Rethinking Curriculum Learning with Incremental Labels and Adaptive Compensation
This work addresses curriculum learning for deep networks, offering a novel approach that avoids sample difficulty evaluation, but it is incremental as it builds on existing curriculum learning concepts.
The paper tackles the problem of curriculum learning by proposing LILAC, a method that incrementally introduces labels and adaptively compensates for misclassifications, outperforming baselines on CIFAR-10, CIFAR-100, and STL-10 benchmarks.
Like humans, deep networks have been shown to learn better when samples are organized and introduced in a meaningful order or curriculum. Conventional curriculum learning schemes introduce samples in their order of difficulty. This forces models to begin learning from a subset of the available data while adding the external overhead of evaluating the difficulty of samples. In this work, we propose Learning with Incremental Labels and Adaptive Compensation (LILAC), a two-phase method that incrementally increases the number of unique output labels rather than the difficulty of samples while consistently using the entire dataset throughout training.
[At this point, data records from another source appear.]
PR #5629, opened 2025-10-03
Make managementURL public in SubscriptionInfo

facumenzella:
### Motivation
We've been asked to make this one public, and figured that there's no reason to not have it public

### Description
- Make it public
- Update API tests


facumenzella:
@RCGitBot please test

ajpallares (approved):
Should we also add ObjC API tests?

PR #5631, opened 2025-10-03
Jzdesign/video component/checksum

JZDesign:
### Checklist

### DIFF
--- a/RevenueCatUI/Templates/V2/Components/Video/VideoComponentView.swift
+++ b/RevenueCatUI/Templates/V2/Components/Video/VideoComponentView.swift
@@ -56,6 +56,8 @@ struct VideoComponentView: View {
                 )
             ) { style in
                 if style.visible {
+                    let viewData = style.viewData(forDarkMode: colorScheme == .dark)
+
                     ZStack {
                         if let imageSource, let imageViewModel = try? ImageComponentViewModel(
                             localizationProvider: viewModel.localizationProvider,
@@ -92,7 +94,11 @@ struct VideoComponentView: View {
                                     // this method will share the async task that the cacheprewarming started
                                     // if it didn't error out, expediting the download time and reducing the memory
                                     // footprint of paywalls
-                                    let url = try await fileRepository.generateOrGetCachedFileURL(for: style.url)
+                                    let url = try await fileRepository
+                                        .generateOrGetCachedFileURL(
+                                            for: viewData.url,
+                                            withChecksum: viewData.checksum
+                                        )
                                     guard url != cachedURL else { return }
                                     await MainActor.run {
                                         self.cachedURL = url
@@ -100,17 +106,17 @@ struct VideoComponentView: View {
                                     }
                                 } catch {
                                     await MainActor.run {
-                                        self.cachedURL = style.url
+                                        self.cachedURL = viewData.url
                                         self.imageSource = nil
                                     }
                                 }
                             }
                         }
 
-                        if let cachedURL = fileRepository.getCachedFileURL(for: style.url) {
+                        if let cachedURL = fileRepository.getCachedFileURL(for: viewData.url) {
                             self.cachedURL = cachedURL
                             self.imageSource = nil
-                        } else if let lowResUrl = style.lowResUrl, lowResUrl != style.url {
+                        } else if let lowResUrl = viewData.lowResUrl, lowResUrl != viewData.url {
                             let lowResCachedURL = fileRepository.getCachedFileURL(for: lowResUrl)
                             self.cachedURL = lowResCachedURL ?? lowResUrl
                             self.imageSource = nil
--- a/RevenueCatUI/Templates/V2/Components/Video/VideoComponentViewModel.swift
+++ b/RevenueCatUI/Templates/V2/Components/Video/VideoComponentViewModel.swift
@@ -111,7 +111,9 @@ struct LocalizedVideoPartial: PresentedPartial {
                 padding: otherPartial?.padding ?? basePartial?.padding,
                 margin: otherPartial?.margin ?? basePartial?.margin,
                 border: otherPartial?.border ?? basePartial?.border,
-                shadow: otherPartial?.shadow ?? basePartial?.shadow
+                shadow: otherPartial?.shadow ?? basePartial?.shadow,
+                checksum: otherPartial?.checksum ?? basePartial?.checksum,
+                checksumLowRes: otherPartial?.checksumLowRes ?? basePartial?.checksumLowRes
             )
         )
     }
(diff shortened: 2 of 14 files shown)


RevenueCatUI/Templates/V2/Components/Video/VideoComponentView.swift
```diff
@@ -56,6 +56,8 @@ struct VideoComponentView: View {
                 )
             ) { style in
                 if style.visible {
+                    let viewData = style.viewData(forDarkMode: colorScheme == .dark)
```
JZDesign, line 59: I forgot to handle dark mode in the last pr 🤦

RevenueCatUI/Templates/V2/Components/Video/VideoComponentViewModel.swift
```diff
@@ -154,6 +158,10 @@ struct VideoComponentStyle {
     let margin: EdgeInsets
     let border: ShapeModifier.BorderInfo?
     let shadow: ShadowModifier.ShadowInfo?
+    let checksum: Checksum?
```
rickvdl, line 161: It could make sense to combine a few properties into a sub structure here, maybe something like
```
Source {
  let url: URL
  let checksum: Checksum
 }
```

The same could be done for the high and low res versions and light and dark. Saving some duplicate code down the road. Wdyt?

Sources/Caching/LargeItemCacheType.swift
```diff
@@ -29,20 +30,76 @@ protocol LargeItemCacheType {
...
+
+        // Write any remaining bytes missed during the while loop
+        if !buffer.isEmpty {
+            try fileHandle.write(contentsOf: buffer)
+        }
+
+        // Validate the stored data matches what the server has
+        if let checksum {
+            // If this fails… should we retry?
+            try Checksum
```
rickvdl: If this fails, should the saved data at least be discarded? That way it can at least recover on next download?

Sources/Paywalls/PaywallCacheWarming.swift
```diff
@@ -117,11 +118,14 @@ actor PaywallCacheWarming: PaywallCacheWarmingType {
         let videoURLs = offerings.allLowResVideosInPaywalls
         guard !videoURLs.isEmpty else { return }
 
-        Logger.verbose(Strings.paywalls.warming_up_videos(videoURLs: videoURLs))
+        Logger.verbose(Strings.paywalls.warming_up_videos(videoURLs: Set(videoURLs.map(\.url))))
```
rickvdl: Nitpick: any specific reason why we'd need a Set here? I assume this would cause the logs to print the URLs in an unstable order, making log filtering a bit harder

Sources/Caching/LargeItemCacheType.swift
JZDesign: Good call, I forgot to delete the temporary file.

Sources/Paywalls/PaywallCacheWarming.swift
JZDesign: That's a great question. The primary reason was to ensure deduplication, the secondary reason was that there was no need to convert anything before when I initially wrote this part of the code. Now that we're adding checksums this sticks out like a sore thumb

RevenueCatUI/Templates/V2/Components/Video/VideoComponentViewModel.swift
JZDesign: I actually agree, and I would prefer it. I'll float that idea by the team again, but I believe the reason they want to do this is because the checksum is new and the pattern with images will have to be like this for backward compatibility, so to keep the structures similar we are doing this.

Now, I could do a custom decode and make it behave like this…

JZDesign: If I do this for video, I'll want to do it for images to reduce the pattern sprawl and prep them for having a checksum (which is on our list to do). That is too much to add to this PR. 

I will perform that cleanup in a separate PR

Sources/Paywalls/PaywallCacheWarming.swift
JZDesign: I left it as a set to keep the pattern, but I updated it to log the checksums too.

JZDesign:
@RCGitBot please test

JZDesign:
RC @joshdholtz Bot - Plz review 😆

RevenueCatUI/Templates/V2/Components/Video/VideoComponentViewModel.swift
```diff
@@ -200,9 +212,43 @@ struct VideoComponentStyle {
...
+        self.checksum = checksum
+        self.checksumLowRes = checksumLowRes
+        self.darkChecksum = darkChecksum
+        self.darkChecksumLowRes = darkChecksumLowRes
         self.contentMode = fitMode.contentMode
     }
 
+    func viewData(forDarkMode: Bool) -> ViewData {
+        if forDarkMode {
+            let url = darkUrl ?? url
```
joshdholtz: Can we do something like this here to make it a little more clear on waht's happening with the darkUrl and checksums? 🤷‍♂️ 

```swift
let (resolvedUrl, resolvedChecksum): (URL, Checksum?) = {
    if let darkUrl {
        return (darkUrl, darkChecksum)
    } else {
        return (url, self.checksum)
    }
}()

return .init(
    url: resolvedUrl,
    checksum: resolvedChecksum,
    lowResUrl: darkLowResUrl,
    lowResChecksum: darkChecksumLowRes
)
```

Sources/Caching/FileRepository.swift
```diff
@@ -95,30 +105,34 @@ import Foundation
...
             throw Error.failedToSaveCachedFile(message)
         }
     }
 
-    func generateLocalFilesystemURL(forRemoteURL url: URL) -> URL? {
+    func generateLocalFilesystemURL(forRemoteURL url: URL, withChecksum checksum: Checksum?) -> URL? {
         return cacheURL?
             .appendingPathComponent(url.absoluteString.asData.md5String)
-            .appendingPathExtension(url.pathExtension)
+            .appendingPathExtension(checksum?.value ?? url.pathExtension)
```
joshdholtz, line 135: Why is the `checksum.value` being used as a path extension here? 🤔

JZDesign: To enforce a cache miss on checksum value change

JZDesign: If we only use the URL we will not be able to detect if the underlying video data has updated.

JZDesign: This kind of thing is pretty common. Keep the video file named the same (what it's for, not what it contains) but change its contents when designs change.

If the file name doesn't change when they upload it, the url won't change

PR #5636, opened 2025-10-07
[DX-520] Do not log unknown errors from health report endpoint

polpielladev:
We recently got some reports of 500 responses from the health_report endpoint from some of our users with a large number of products.

We currently show that as an unknown error, which causes confusion. To mitigate this, let's only really show the error if it is an actual valid response. 

### Checklist

### DIFF
--- a/Tests/UnitTests/Misc/SDKHealthManagerTests.swift
+++ b/Tests/UnitTests/Misc/SDKHealthManagerTests.swift
@@ -56,7 +56,7 @@ class SDKHealthManagerTests: TestCase {
         expect(report.status).to(beUnhealthyWithUnknownError())
     }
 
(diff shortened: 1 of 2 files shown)


Tests/UnitTests/Misc/SDKHealthManagerTests.swift
```diff
@@ -56,6 +56,19 @@ class SDKHealthManagerTests: TestCase {
         expect(report.status).to(beUnhealthyWithUnknownError())
     }
 
+    func testHealthReportIsNotLoggedForUnhealthyErrors() async {
```
ajpallares: Did you mean this?
```suggestion
    func testHealthReportIsNotLoggedForUnknownErrors() async {
```

ajpallares (approved):
I think it makes sense! Just one small thing about the test name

In the first phase, Incremental Label Introduction, we partition data into mutually exclusive subsets, one that contains a subset of the ground-truth labels and another that contains the remaining data attached to a pseudo-label. Throughout the training process, we recursively reveal unseen ground-truth labels in fixed increments until all the labels are known to the model. In the second phase, Adaptive Compensation, we optimize the loss function using altered target vectors of previously misclassified samples. The target vectors of such samples are modified to a smoother distribution to help models learn better. On evaluating across three standard image benchmarks, CIFAR-10, CIFAR-100, and STL-10, we show that LILAC outperforms all comparable baselines. Further, we detail the importance of pacing the introduction of new labels to a model as well as the impact of using a smooth target vector.